[PROBLEM]:
Return the following entries exactly, word for word.

[SOURCE DATA]:
Issue #5833, opened 2019-04-11
After merge an error is thrown from sortable table on result and access and the "pens" on test no longer works


a17poner:
![image](https://user-images.githubusercontent.com/49194938/55945811-ccd00c00-5c4b-11e9-8451-811ada3316a4.png)

When going onto a page that has a sortable table the first error in the console is thrown. When pressing a pen the second error is thrown. Access however is fine despite having a sortable table but it doesn't have an edit pen the same way the other two tables do.

HGustavs:
Is it any sortable table or just this specific sortable table?

a17poner:
It's accessed and test, both of them when viewed throw the first error shown in the screenshot and then when the pen is clicked they both throw the second error, not yet sure what causes this since it happens in two different places I assume it will be something in sharedtable.js. Git blaming that file non of the rows listed in the stacktrace have been altered in the last 8 months so guessing it would be something above in the chain that causes it.

HGustavs:
It this related to #5853 ?? seems very similar?

a17poner:
Yes this is the exact same issue as #5853. There is a pull requset pending for this issue but if @a17joaap need to be able to click the pen to test your own issue currently being worked on all you have to do is remove the line at 562 that tries to add styling to tableid+delimiter+"tableheadmhv" (pay attention to the v at the end) and the error should go away.

a17andby:
Fixed and merged. Closing.

PR #5854, opened 2019-04-11
Removed styling on element in sortableTable.js

a17poner:
removed styling that was causing #5833
sortable tables should now work properly and the pen icon should work (no errors thrown in console)


a17poner:
What errors are you getting and where? if you could send a printscreen of the console or something :) This should solve the errors found in issue #5833 (there is a screenshot in it)

a17robda:
err

When clicking the pen icon does not do anything and throws errors in console.

a17robda:
However it could be a problem on my end using the school servers.

a17poner:
Are you sure you checked out the correct branch? row 562 in sortabletable.js shouldn't be there and is the row that I removed in my commit/fix. Shows it as removed int he "file changed" tab as well so im pretty sure I pull requested the correct branch. Would youu mind just doublechecking with git status or so to make sure you are on the branch "gruppC2019W16_5833"

Issue #5705, opened 2019-04-08
Swimlanes should be removed or merged into sectioned


HGustavs:
The swimlanes part of section-ed should be part of the sectioned js file.

Currently there is a service swimlanes.php that should not be used?

If it is used it should be merged into sectioned.

If it is not used it should be removed from the repo.

PR #5862, opened 2019-04-12
#5705: remove unused swimlane

b17timjo:
- swimlane.php was only used by navheader.php;
- -- it consisted of an unused div and a reference to swimlane.js
- swimlane.js was referenced in an ajax handler in dugga.js;
- -- said ajax call was only made from swimlane.js itself
- no functions declared in swimlanes.js were referenced elsewhere
- swimlaneservice.php only called by itself


a17pongo:
This will reuquire some extensive testing to make sure nothing on other sites where messed up.

b17nicsv:
The commit were only removal of the unnecessary swimlane files and styling in css so code holds the same standard as before. The functionality of the swimlanes is still there and still works. Other sites still works as they did. Safe to push into GruppB2019W16 branch.

Issue #5804, opened 2019-04-10
Menu bar moving when resizing inspection window


a17drama:
![Edited](https://user-images.githubusercontent.com/46029340/55885148-af4a6600-5ba9-11e9-8699-3d6eaaf46632.PNG)
Menu bar is moving (Marked with red arrows) when inspection window is resized (Line marked with green is draged). This has been tested in both Edge and Chrome and it's the same phenomena. Menu line should be static.

HGustavs:
I would remove the white space above completely.

a17drama:
Normally there is no white space. It only shows up when the inspection window is dragged out like in the screenshot.

Issue #5821, opened 2019-04-11
Menu items position is changed when changing direction of the toolbar


a17jacsv:
Menu items position is changed when changing direction of the toolbar. It should not affect this menu **only** the toolbar.

_See picture below:_
<img width="268" alt="Skärmavbild 2019-04-11 kl  10 11 37" src="https://user-images.githubusercontent.com/37792795/55941391-68f51580-5c42-11e9-99cd-6d9ec4960e37.png">

_See picture below:_
<img width="408" alt="Skärmavbild 2019-04-11 kl  10 15 59" src="https://user-images.githubusercontent.com/37792795/55941634-de60e600-5c42-11e9-9e48-2833bfa405ec.png">

a17drama:
This issue is redundant.

a17drama:
This could have to do with #5804 .

PR #5863, opened 2019-04-12
Fixed issue #5804 and #5821 (which was referenced in issue #5804)

a16jenja:
Issue #5804 and #5821 is fixed.

The menu bar won't float downwards anymore when rezising the window. Got help from @a17okaoz with this issue.

The menu bar won't be affected anymore when changing the direction of the toolbar. The problem was that the toolbar and the menu bar used the same span for the labels, which affected css.


a17jacsv:
Works as expected. Good work!

Issue #5864, opened 2019-04-12
Contirbution.js shows data for a student


a17maxsj:
userid in contribution.js has been set to a student id, this is not ok and should be set to @HGustavs

a17fellu:
It is not exactly correct to choose a specific user at all. This should not be hardcoded. It should be pointing to the user id of the user that is logged in

a17joaap:
Henrik explains in this comment: https://github.com/HGustavs/LenaSYS/issues/5806#issuecomment-481846720

Last year they got a database with HGustavs as one of the users, we will be given a similar database next week

a17adajo:
We will get the database this week

a17maxsj:
This has been fixed now. Closing

PR #5865, opened 2019-04-12
Fixed userid from a StudentID to "HGustavs" #5864

a17alevu:


a17fellu:
The user data it shows should not be hardcoded. It should point to the user that is currently logged in. HGustav is not a user in the database

Issue #5534, opened 2018-05-23
Problem with drawing squares 


a16juleh:
If you are drawing squares, accidentally draw outside the diagram and then keep on drawing squares in the diagram, the drawing collapses. It starts to draw the squares from where the last click happened instead of where you're drawing (see picture below).

![33186831_10209722164250115_6352397969567776768_n](https://user-images.githubusercontent.com/37794632/40412959-f4dd84dc-5e74-11e8-9bfc-6ecd93a0a79b.png)

PR #5869, opened 2019-04-12
Fixed the drawing squares bug - Fix for #5534

a14oscna:
The problem behind the issue was that the program did not register that the user lifted the mouse key and instead believed it was still pressed when it wasnt. This reversed the order of execution in events which bugged out the square drawing logic. 

Solution: Added the onmouseup listener that calls the mouseupevt function to the body tag.

Fix for #5534


a17jacsv:
Works as expected. Good job!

[WRITTEN ANSWER]:
Issue #5833, opened 2019-04-11
After merge an error is thrown from sortable table on result and access and the "pens" on test no longer works


a17poner:
![image](https://user-images.githubusercontent.com/49194938/55945811-ccd00c00-5c4b-11e9-8451-811ada3316a4.png)

When going onto a page that has a sortable table the first error in the console is thrown. When pressing a pen the second error is thrown. Access however is fine despite having a sortable table but it doesn't have an edit pen the same way the other two tables do.

HGustavs:
Is it any sortable table or just this specific sortable table?

a17poner:
It's accessed and test, both of them when viewed throw the first error shown in the screenshot and then when the pen is clicked they both throw the second error, not yet sure what causes this since it happens in two different places I assume it will be something in sharedtable.js. Git blaming that file non of the rows listed in the stacktrace have been altered in the last 8 months so guessing it would be something above in the chain that causes it.

HGustavs:
It this related to #5853 ?? seems very similar?

a17poner:
Yes this is the exact same issue as #5853. There is a pull requset pending for this issue but if @a17joaap need to be able to click the pen to test your own issue currently being worked on all you have to do is remove the line at 562 that tries to add styling to tableid+delimiter+"tableheadmhv" (pay attention to the v at the end) and the error should go away.

a17andby:
Fixed and merged. Closing.

PR #5854, opened 2019-04-11
Removed styling on element in sortableTable.js

a17poner:
removed styling that was causing #5833
sortable tables should now work properly and the pen icon should work (no errors thrown in console)


a17poner:
What errors are you getting and where? if you could send a printscreen of the console or something :) This should solve the errors found in issue #5833 (there is a screenshot in it)

a17robda:
err

When clicking the pen icon does not do anything and throws errors in console.

a17robda:
However it could be a problem on my end using the school servers.

a17poner:
Are you sure you checked out the correct branch? row 562 in sortabletable.js shouldn't be there and is the row that I removed in my commit/fix. Shows it as removed int he "file changed" tab as well so im pretty sure I pull requested the correct branch. Would youu mind just doublechecking with git status or so to make sure you are on the branch "gruppC2019W16_5833"

Issue #5705, opened 2019-04-08
Swimlanes should be removed or merged into sectioned


HGustavs:
The swimlanes part of section-ed should be part of the sectioned js file.

Currently there is a service swimlanes.php that should not be used?

If it is used it should be merged into sectioned.

If it is not used it should be removed from the repo.

PR #5862, opened 2019-04-12
#5705: remove unused swimlane

b17timjo:
- swimlane.php was only used by navheader.php;
- -- it consisted of an unused div and a reference to swimlane.js
- swimlane.js was referenced in an ajax handler in dugga.js;
- -- said ajax call was only made from swimlane.js itself
- no functions declared in swimlanes.js were referenced elsewhere
- swimlaneservice.php only called by itself


a17pongo:
This will reuquire some extensive testing to make sure nothing on other sites where messed up.

b17nicsv:
The commit were only removal of the unnecessary swimlane files and styling in css so code holds the same standard as before. The functionality of the swimlanes is still there and still works. Other sites still works as they did. Safe to push into GruppB2019W16 branch.

Issue #5804, opened 2019-04-10
Menu bar moving when resizing inspection window


a17drama:
![Edited](https://user-images.githubusercontent.com/46029340/55885148-af4a6600-5ba9-11e9-8699-3d6eaaf46632.PNG)
Menu bar is moving (Marked with red arrows) when inspection window is resized (Line marked with green is draged). This has been tested in both Edge and Chrome and it's the same phenomena. Menu line should be static.

HGustavs:
I would remove the white space above completely.

a17drama:
Normally there is no white space. It only shows up when the inspection window is dragged out like in the screenshot.

Issue #5821, opened 2019-04-11
Menu items position is changed when changing direction of the toolbar


a17jacsv:
Menu items position is changed when changing direction of the toolbar. It should not affect this menu **only** the toolbar.

_See picture below:_
<img width="268" alt="Skärmavbild 2019-04-11 kl  10 11 37" src="https://user-images.githubusercontent.com/37792795/55941391-68f51580-5c42-11e9-99cd-6d9ec4960e37.png">

_See picture below:_
<img width="408" alt="Skärmavbild 2019-04-11 kl  10 15 59" src="https://user-images.githubusercontent.com/37792795/55941634-de60e600-5c42-11e9-9e48-2833bfa405ec.png">

a17drama:
This issue is redundant.

a17drama:
This could have to do with #5804 .

PR #5863, opened 2019-04-12
Fixed issue #5804 and #5821 (which was referenced in issue #5804)

a16jenja:
Issue #5804 and #5821 is fixed.

The menu bar won't float downwards anymore when rezising the window. Got help from @a17okaoz with this issue.

The menu bar won't be affected anymore when changing the direction of the toolbar. The problem was that the toolbar and the menu bar used the same span for the labels, which affected css.


a17jacsv:
Works as expected. Good work!

Issue #5864, opened 2019-04-12
Contirbution.js shows data for a student


a17maxsj:
userid in contribution.js has been set to a student id, this is not ok and should be set to @HGustavs

a17fellu:
It is not exactly correct to choose a specific user at all. This should not be hardcoded. It should be pointing to the user id of the user that is logged in

a17joaap:
Henrik explains in this comment: https://github.com/HGustavs/LenaSYS/issues/5806#issuecomment-481846720

Last year they got a database with HGustavs as one of the users, we will be given a similar database next week

a17adajo:
We will get the database this week

a17maxsj:
This has been fixed now. Closing

PR #5865, opened 2019-04-12
Fixed userid from a StudentID to "HGustavs" #5864

a17alevu:


a17fellu:
The user data it shows should not be hardcoded. It should point to the user that is currently logged in. HGustav is not a user in the database

Issue #5534, opened 2018-05-23
Problem with drawing squares 


a16juleh:
If you are drawing squares, accidentally draw outside the diagram and then keep on drawing squares in the diagram, the drawing collapses. It starts to draw the squares from where the last click happened instead of where you're drawing (see picture below).

![33186831_10209722164250115_6352397969567776768_n](https://user-images.githubusercontent.com/37794632/40412959-f4dd84dc-5e74-11e8-9bfc-6ecd93a0a79b.png)

PR #5869, opened 2019-04-12
Fixed the drawing squares bug - Fix for #5534

a14oscna:
The problem behind the issue was that the program did not register that the user lifted the mouse key and instead believed it was still pressed when it wasnt. This reversed the order of execution in events which bugged out the square drawing logic. 

Solution: Added the onmouseup listener that calls the mouseupevt function to the body tag.

Fix for #5534


a17jacsv:
Works as expected. Good job!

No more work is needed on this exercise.